The goal is useful links, not comprehensive ones. When in doubt, skip it.

"Mentioned in this post" Section

After the post's conclusion, add a --- horizontal rule followed by a section:

markdown
---

## Mentioned in this post

- [Thing Name](https://example.com) — one-line description of what it is and why it's relevant
- [Another Thing](https://example.com) — brief context

Include items that a reader might want to explore further — tools, libraries, articles, people's work, specs, or projects that played a meaningful role in the post. This is a curated list, not an exhaustive index. Skip anything that was only mentioned in passing or that everyone already knows how to find. Aim for 3-8 items; if the post only has 1-2, skip the section entirely.

5.5. Process Media Files

Only run this step if the user requested images (provided files, web search, or AI generation) and media_dir is configured.

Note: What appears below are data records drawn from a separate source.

PR #215, opened 2020-04-08
Use the test directory in the test provider

ottah:


tomrobertsOF (approved):

res/test/provider.json
```diff
@@ -14,6 +14,6 @@
         "version": "14.78.45.31"
     },
     "serviceConfiguration": {
-        "applicationDirectory": "http://localhost:3923/provider/sample-app-directory.json"
+        "applicationDirectory": "http://localhost:3923/test/sample-app-directory.json"
```
pjbroadbent, line 17: If making this change, the hook that overrides the previous URL should no longer be required - can we remove it?

pjbroadbent (approved):

PR #217, opened 2020-04-17
[SERVICE-989] Fixed paths within manifest/config files

pjbroadbent:
Fixed paths within manifest/config files to point to the correct CDN base location.

I missed this change when bumping to the service-tooling version that included this change: https://github.com/HadoukenIO/service-tooling/pull/127. CDN paths are now constructed using string templating, rather than assuming all projects are versioned (as some, such as os-launchpad, aren't).

### DIFF
--- a/res/provider/app.json
+++ b/res/provider/app.json
@@ -4,7 +4,7 @@
     "startup_app": {
         "name": "FDC3-Service",
         "description": "OpenFin FDC3 Desktop Service",
-        "url": "https://cdn.openfin.co/services/openfin/fdc3/provider.html",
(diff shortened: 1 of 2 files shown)


tomrobertsOF (approved):

pjbroadbent:
Added an extra change, to account for the differences in how the provider window is shown/hidden that was in the same tooling PR: https://github.com/HadoukenIO/service-tooling/pull/127/files#diff-70741c6c6fdaf584a42e5e47970770d1L157-R160

Provider window should be configured to be hidden within the project, and the tooling will override this flag when running locally. Was previously the other way round.

PR #219, opened 2020-04-27
[N/A] Import tweaks

pjbroadbent:
Two small tweaks/fixes:
* Prevented harmless-but-annoying "Trying to connect to provider from provider" errors in provider console, which happens when the provider ends up referencing `connection.ts` in a "Javascript-y" way.
* Fixed the detection of non-OpenFin environments so that calls will reject with error, rather than hang indefinitely. This was because the client was waiting on a `DOMContentLoaded` event, but that listener wasn't being added.

### DIFF
--- a/src/client/connection.ts
+++ b/src/client/connection.ts
@@ -45,19 +45,23 @@ export function getEventRouter(): EventRouter<Events> {
  * Promise to the channel object that allows us to connect to the client
  */
 let channelPromise: Promise<ChannelClient> | null = null;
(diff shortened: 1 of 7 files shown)


pjbroadbent:
Turns out the "Trying to connect to provider from provider" error wasn't harmless, it was actually _required_ for the service to work properly... Reworked the `setServiceX` stuff a bit, to work without requiring the self-connection attempt.

ottah (approved):

rypete (approved):

PR #27, opened 2019-09-17
Shrink UnsafeBuffer and JsBuffer after oversized messages

knah:
Well, WebSocketWire creates a new buffer for each send anyways, so no shrinkage there. It's supported though.


rd-kt/rd-framework/src/commonMain/kotlin/com/jetbrains/rd/framework/AbstractBuffer.kt
```diff
@@ -64,6 +64,14 @@ abstract class AbstractBuffer {
 
     abstract fun checkAvailable(moreSize: Int)
 
+    open fun reset() {
```
korifey: Could you please add docs to make clear the difference between these two methods

PR #28, opened 2019-09-17
.NET Core tests, .NET Fw 3.5 compatibility, WinAPI ProcessWatchdog

epeshk:


operasfantom:
> Could you please make a branch in JetBrains repo and push it to our TeamCity server to verify everything is ok?

Do we have possibility to test github's PR in Teamcity, don't we?

rd-net/Test.RdFramework/SocketWireTest.cs
```diff
@@ -277,12 +278,14 @@ public void TestDisconnect()
         SpinWait.SpinUntil(() => log.Count == 2);
         Assert.AreEqual(new List<int> {1, 2}, log);
         
+        (clientProtocol.Wire as SocketWire.Base)?.Socket.Shutdown(SocketShutdown.Both);
```
korifey: You can make CloseSocket method static internal and call it.

PR #33, opened 2019-09-24
Deconstruct methods for C# generated classes #26

### LINKED ISSUE #26: Deconstruct methods for C# generated classes
"C# does not offer built-in support for deconstructing non-tuple types. However, as the author of a class, a struct, or an interface, you can allow instances of the type to be deconstructed by implementing one or more Deconstruct methods."
See https://docs.microsoft.com/en-us/dotnet/csharp/deconstruct

It would be great to see this in rd-gen! Even if it's supported only in C#7 and higher versions.

operasfantom:
Resolved #26


rd-kt/rd-gen/src/main/kotlin/com/jetbrains/rd/generator/nova/cpp/Cpp17Generator.kt
```diff
@@ -263,7 +284,7 @@ open class Cpp17Generator(override val flowTransform: FlowTransform, val default
 
     fun IType.substitutedName(scope: Declaration, rawType: Boolean = false, omitNullability: Boolean = false): String = when (this) {
         is Enum -> sanitizedName(scope)
-        is Struct.Concrete -> sanitizedName(scope)
+//        is Struct.Concrete -> sanitizedName(scope)
```
korifey: why we put comment instead of nothing?

PR #42, opened 2019-11-07
RdReflection related changes

ulex:
Use FQN in ReflectionSerializers to avoid clashes by Name
ReflectionSerializers: use interface name in RPC to support different names for impl/interface
Intrinsic: support intrinsic for RdModel (mostly for sake of UProperty)

### DIFF
--- a/rd-net/RdFramework/RdId.cs
+++ b/rd-net/RdFramework/RdId.cs
@@ -24,6 +24,11 @@ namespace JetBrains.Rd
       return new RdId(id ?? Hash(type.Name));
     }
 
+    public static RdId DefineByFqn(Type type)
+    {
+      return new RdId(Hash(type.FullName));
+    }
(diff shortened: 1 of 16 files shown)


rd-net/RdFramework/RdId.cs
```diff
@@ -14,16 +14,21 @@ public struct RdId : IEquatable<RdId>
...
       return new RdId(id ?? Hash(typeof(T).Name));
     }
 
-    public static RdId Define(Type type, int? id = null)
+    public static RdId Define(Type type, long? id = null)
     {
       return new RdId(id ?? Hash(type.Name));
     }
 
+    public static RdId DefineByFqn(Type type)
```
korifey: Please add comments that this method mustn't be used anyhow except C#-C# reflection interaction.

PR #50, opened 2019-12-03
Open entities support

nicklyu:


korifey:
Should I merge it or wait until interfaces?

nicklyu:
I think it's better to wait, I will commit them tonight or tomorrow morning

rd-kt/rd-gen/src/main/kotlin/com/jetbrains/rd/generator/nova/Types.kt
```diff
@@ -201,7 +207,12 @@ abstract class Declaration(open val pointcut: BindableDeclaration?) : SettingsHo
     protected abstract val cl_name: String
 
     open val base : Declaration? = null
-    open val isAbstract : Boolean get() = false
+    open val implements: MutableList<Interface> = mutableListOf()
```
korifey: any reason why it's mutable?

rd-kt/rd-gen/src/main/kotlin/com/jetbrains/rd/generator/nova/kotlin/Kotlin11Generator.kt
```diff
@@ -933,10 +958,14 @@ open class Kotlin11Generator(
 
 
     protected open fun PrettyPrinter.baseClassTrait(decl: Declaration) {
+        if(isUnknown(decl)){
+            decl.implements.add(Interface("IUnknownInstance", decl.pointcut as Toplevel, emptyList()))
```
korifey: I'm not sure we want to create new  Interface with same name for each class with such configuration. What is the purpose?

nicklyu: Fixed
But in general I think, that generators can and should update interfaces list with language-specific interfaces to avoid mixing constructions like 
`p(, IPrintable)` and generation from interfaces list

PR #52, opened 2019-12-04
Support for enums with initialized values in C++

operasfantom:


korifey:
Please use `switch` instead of if-else

operasfantom:
> Please use `switch` instead of if-else

See #53

PR #66, opened 2020-02-04
Implement cancelable + Bindable calls on kotlin side

Iliya-usov:


rd-kt/rd-framework/src/commonMain/kotlin/com/jetbrains/rd/framework/TaskInterfaces.kt
```diff
@@ -95,11 +92,15 @@ val <T> IRdTask<T>.isSucceeded : Boolean get() = result.valueOrNull is RdTaskRes
 val <T> IRdTask<T>.isCanceled : Boolean get() = result.valueOrNull is RdTaskResult.Cancelled
 val <T> IRdTask<T>.isFaulted : Boolean get() = result.valueOrNull is RdTaskResult.Fault
 
+interface ILifetimedRdCall<in TReq, out TRes> {
```
korifey: This interface introduce new complexity. Why can't you mix everything into IRdCall ?

rd-kt/rd-framework/src/commonMain/kotlin/com/jetbrains/rd/framework/TaskInterfaces.kt
```diff
@@ -120,10 +121,12 @@ interface IRdEndpoint<TReq, TRes> {
...
+    fun set(cancellationAndRequestScheduler: IScheduler? = null, handler: (Lifetime, TReq) -> RdTask<TRes>)
 
     /**
      * Assigns a handler that executes the API synchronously.
      */
-    fun set(handler: (TReq) -> TRes) = set { _, req -> RdTask.fromResult(handler(req)) }
+    fun set(cancellationAndRequestScheduler: IScheduler? = null, handler: (TReq) -> TRes) = set { _, req -> RdTask.fromResult(handler(req)) }
 }
+
+interface ILifetimedRdCallWithEndpoint<TReq, TRes> : ILifetimedRdCall<TReq, TRes>, IRdEndpoint<TReq, TRes>
```
korifey: Once again. Why do we need such an interface? We can generate RdCall for symmetric generation

rd-kt/rd-gen/src/main/kotlin/com/jetbrains/rd/generator/nova/csharp/CSharp50Generator.kt
```diff
@@ -180,6 +180,11 @@ open class CSharp50Generator(
                     Sink -> "IRdEndpoint"
                     Both -> "RdCall"
                 }
+                is Member.Reactive.BindableTask -> when (actualFlow) {
+                    Source -> "ILifetimedRdCall"
+                    Sink -> "IRdEndpoint"
+                    Both -> "ILifetimedRdCallWithEndpoint"
```
korifey: just RdCall

rd-net/RdFramework/Tasks/Interfaces.cs
```diff
@@ -17,11 +17,18 @@ public interface IRdEndpoint<TReq, TRes>
     void Set(Func<Lifetime, TReq, RdTask<TRes>> handler, IScheduler cancellationAndRequestScheduler = null);
   }
 
-  public interface IRdCall<in TReq, TRes>
+  public interface ILifetimedRdCall<in TReq, TRes>
```
korifey: Remove it

rd-net/RdFramework/Tasks/Interfaces.cs
```diff
@@ -17,11 +17,18 @@ public interface IRdEndpoint<TReq, TRes>
...
+  }
+
+  public interface IRdCall<in TReq, TRes> : ILifetimedRdCall<TReq, TRes>
   {
     TRes Sync(TReq request, RpcTimeouts timeouts = null);
     IRdTask<TRes> Start(TReq request, IScheduler responseScheduler = null);
+  }
 
-    IRdTask<TRes> Start(Lifetime lifetime, TReq request, IScheduler responseScheduler = null);
+  public interface ILifetimedRdCallWithEndpoint<TReq, TRes> : ILifetimedRdCall<TReq, TRes>, IRdEndpoint<TReq, TRes>
```
korifey: Same here

rd-kt/rd-gen/src/main/kotlin/com/jetbrains/rd/generator/nova/kotlin/Kotlin11Generator.kt
```diff
@@ -124,6 +129,7 @@ open class Kotlin11Generator(
     @Suppress("REDUNDANT_ELSE_IN_WHEN")
     protected open val Member.Reactive.implSimpleName : String get () = when (this) {
         is Member.Reactive.Task -> "RdCall"
+        is Member.Reactive.BindableTask -> "RdCall"
```
korifey: Maybe we have no need in separate BindableTask then?

rd-kt/rd-framework/src/commonMain/kotlin/com/jetbrains/rd/framework/TaskInterfaces.kt
Iliya-usov: I agree. But we wanted to prohibit the use of the "Start" method for Bindable Tasks without Lifetime. 
Optionally, we can remove (or at least deprecate) the `start` method without lifetime. Then we won't need separate interfaces. What do you think about that?

korifey: Maybe we can achieve this goal by throwing exception from Start() method if lifetime isn't passed and return value is bindable.

Iliya-usov: I don't think it's a better solution to throw an exception in runtime if we can disable calling the `start` method without lifetime at compile level.
Do we really need the `start` method without lifetime. I think the best solution is to remove (mark as Deprecated) this method.

PR #70, opened 2020-02-06
Fixed hang on Mac .NET Core and hang in .NET tests

epeshk:


rd-net/RdFramework/Impl/SocketWire.cs
```diff
@@ -107,8 +107,8 @@ internal static void CloseSocket([CanBeNull] Socket socket)
         
         //on netcore you can't solely execute Close() - it will hang forever
         //sometimes on netcoreapp2.1 it could hang forever during <c>Accept()</c> on other thread: https://github.com/dotnet/corefx/issues/26034 
-        // ourStaticLog.CatchAndDrop(() => socket.Close(TimeoutMs)); 
-        ourStaticLog.CatchAndDrop(socket.Close);
+        //we use zero timeout here to avoid blocking mode with (possible infinite) SpinWait
```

  1. Ensure media directory exists: mkdir -p <content_root>/<media_dir>
  2. Copy local files: For each user-provided local file, copy it to the media dir. Rename generic filenames (like IMG_4523.png, Screenshot 2025-01-15.png) to descriptive kebab-case names based on the image content or context.
  3. Download remote images: For each URL collected during writing, download with curl -L -o <media_dir>/<descriptive-filename> <url>
  4. Update image references: Ensure all image references in the post point to the correct relative paths using wikilink syntax: ![[filename.png|alt text]]
  5. Summarize: Tell the user what was processed — files copied, images downloaded, references updated.

6. Save the File

  • Generate a filename from the title: lowercase, hyphens for spaces, no special characters (e.g., my-first-post.md)
  • Write to <content_root>/<target_subdirectory>/<filename>.md
  • Tell the user the file path

7. Handle Git Workflow

Based on the git_workflow config setting:

  • ask: Use AskUserQuestion — "Would you like to commit and push this post?" with options: Yes (commit + push), Commit only (no push), No (skip git)
  • auto: Automatically git add, git commit -m "Add post: <title>", and git push
  • manual: Tell the user the file has been written and they can commit when ready

When committing, git add both the post file and any media files added to the media directory.

Only do git operations if the content is in a git repository.